- **Exercise prompt**
Find the string "specific" in the data, then copy every line where it is found.

- **Dataset entries**
----------------------------------------

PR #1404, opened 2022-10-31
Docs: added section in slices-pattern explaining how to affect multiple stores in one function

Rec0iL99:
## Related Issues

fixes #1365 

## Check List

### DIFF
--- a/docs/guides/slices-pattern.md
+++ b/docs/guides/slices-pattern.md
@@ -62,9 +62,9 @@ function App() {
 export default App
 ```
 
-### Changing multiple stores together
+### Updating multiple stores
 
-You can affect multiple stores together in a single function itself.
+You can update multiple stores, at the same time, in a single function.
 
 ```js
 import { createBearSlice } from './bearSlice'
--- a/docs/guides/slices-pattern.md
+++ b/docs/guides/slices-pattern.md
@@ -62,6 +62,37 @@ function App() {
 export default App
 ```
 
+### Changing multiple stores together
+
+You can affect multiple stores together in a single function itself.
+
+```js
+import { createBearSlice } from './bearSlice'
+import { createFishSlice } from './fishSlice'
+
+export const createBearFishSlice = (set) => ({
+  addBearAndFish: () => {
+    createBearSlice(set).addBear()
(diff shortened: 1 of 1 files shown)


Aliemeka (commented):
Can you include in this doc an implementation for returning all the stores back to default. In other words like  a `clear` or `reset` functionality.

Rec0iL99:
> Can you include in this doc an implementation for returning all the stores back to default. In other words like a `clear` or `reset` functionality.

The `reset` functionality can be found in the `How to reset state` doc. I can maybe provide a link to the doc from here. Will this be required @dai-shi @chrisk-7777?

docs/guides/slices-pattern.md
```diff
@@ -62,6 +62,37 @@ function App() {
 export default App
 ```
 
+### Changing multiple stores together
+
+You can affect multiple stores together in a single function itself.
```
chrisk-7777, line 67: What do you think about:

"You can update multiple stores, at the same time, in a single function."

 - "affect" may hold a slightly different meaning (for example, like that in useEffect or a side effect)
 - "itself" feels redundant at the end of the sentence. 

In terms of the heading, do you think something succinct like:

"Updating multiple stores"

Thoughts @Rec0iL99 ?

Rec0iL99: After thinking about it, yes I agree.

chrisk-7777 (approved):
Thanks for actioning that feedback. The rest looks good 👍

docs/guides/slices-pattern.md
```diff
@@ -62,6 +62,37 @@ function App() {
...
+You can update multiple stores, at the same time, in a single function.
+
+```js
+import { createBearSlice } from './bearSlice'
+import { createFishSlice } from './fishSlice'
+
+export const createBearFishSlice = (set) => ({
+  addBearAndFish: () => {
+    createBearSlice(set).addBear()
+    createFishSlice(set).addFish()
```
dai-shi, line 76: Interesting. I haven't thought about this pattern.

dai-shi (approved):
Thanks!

----------------------------------------

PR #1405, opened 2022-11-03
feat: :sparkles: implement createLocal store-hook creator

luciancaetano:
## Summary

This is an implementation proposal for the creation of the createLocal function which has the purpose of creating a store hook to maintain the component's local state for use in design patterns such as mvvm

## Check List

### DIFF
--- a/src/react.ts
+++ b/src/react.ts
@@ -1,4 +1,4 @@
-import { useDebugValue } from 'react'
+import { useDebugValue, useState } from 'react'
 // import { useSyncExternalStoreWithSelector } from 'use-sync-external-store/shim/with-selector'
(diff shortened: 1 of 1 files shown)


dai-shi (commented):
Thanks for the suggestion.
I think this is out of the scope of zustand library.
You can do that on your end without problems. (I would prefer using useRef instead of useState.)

----------------------------------------

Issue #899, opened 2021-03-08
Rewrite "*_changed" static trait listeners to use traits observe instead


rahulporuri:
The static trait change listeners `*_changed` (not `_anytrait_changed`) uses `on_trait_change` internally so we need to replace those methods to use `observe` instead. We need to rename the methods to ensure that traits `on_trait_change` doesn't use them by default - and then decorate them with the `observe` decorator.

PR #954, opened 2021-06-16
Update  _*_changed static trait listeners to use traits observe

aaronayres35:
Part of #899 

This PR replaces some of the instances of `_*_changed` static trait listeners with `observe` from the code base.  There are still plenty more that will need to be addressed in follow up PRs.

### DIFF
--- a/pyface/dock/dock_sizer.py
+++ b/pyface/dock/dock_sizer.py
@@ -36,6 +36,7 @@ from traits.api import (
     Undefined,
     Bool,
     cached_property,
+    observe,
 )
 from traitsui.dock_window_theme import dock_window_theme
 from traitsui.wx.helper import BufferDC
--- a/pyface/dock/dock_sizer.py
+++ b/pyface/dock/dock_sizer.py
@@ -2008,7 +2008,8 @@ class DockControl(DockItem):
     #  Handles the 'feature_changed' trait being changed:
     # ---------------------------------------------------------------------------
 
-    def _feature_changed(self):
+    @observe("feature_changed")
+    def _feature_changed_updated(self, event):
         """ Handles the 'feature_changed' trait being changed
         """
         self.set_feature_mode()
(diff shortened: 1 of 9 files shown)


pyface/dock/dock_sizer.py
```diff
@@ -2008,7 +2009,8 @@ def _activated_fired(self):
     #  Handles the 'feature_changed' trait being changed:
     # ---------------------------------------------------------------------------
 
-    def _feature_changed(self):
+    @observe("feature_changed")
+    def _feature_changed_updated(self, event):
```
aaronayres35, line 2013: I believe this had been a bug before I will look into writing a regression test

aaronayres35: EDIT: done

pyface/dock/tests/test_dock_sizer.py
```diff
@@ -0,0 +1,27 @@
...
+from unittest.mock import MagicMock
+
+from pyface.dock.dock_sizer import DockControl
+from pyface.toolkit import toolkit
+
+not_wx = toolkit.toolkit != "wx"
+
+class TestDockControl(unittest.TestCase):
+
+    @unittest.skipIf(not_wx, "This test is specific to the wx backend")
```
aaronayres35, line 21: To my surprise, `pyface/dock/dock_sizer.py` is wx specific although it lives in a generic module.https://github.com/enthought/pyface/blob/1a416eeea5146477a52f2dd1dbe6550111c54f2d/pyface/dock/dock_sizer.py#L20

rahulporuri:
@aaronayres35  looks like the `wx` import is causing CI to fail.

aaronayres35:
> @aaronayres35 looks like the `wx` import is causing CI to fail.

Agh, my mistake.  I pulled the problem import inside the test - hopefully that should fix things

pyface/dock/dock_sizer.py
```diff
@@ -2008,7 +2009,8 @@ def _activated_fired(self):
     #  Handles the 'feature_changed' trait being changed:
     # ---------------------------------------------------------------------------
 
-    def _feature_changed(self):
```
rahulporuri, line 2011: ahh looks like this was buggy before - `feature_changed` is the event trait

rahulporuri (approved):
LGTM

----------------------------------------

- **Task answer**
+    @unittest.skipIf(not_wx, "This test is specific to the wx backend")
aaronayres35, line 21: To my surprise, `pyface/dock/dock_sizer.py` is wx specific although it lives in a generic module.https://github.com/enthought/pyface/blob/1a416eeea5146477a52f2dd1dbe6550111c54f2d/pyface/dock/dock_sizer.py#L20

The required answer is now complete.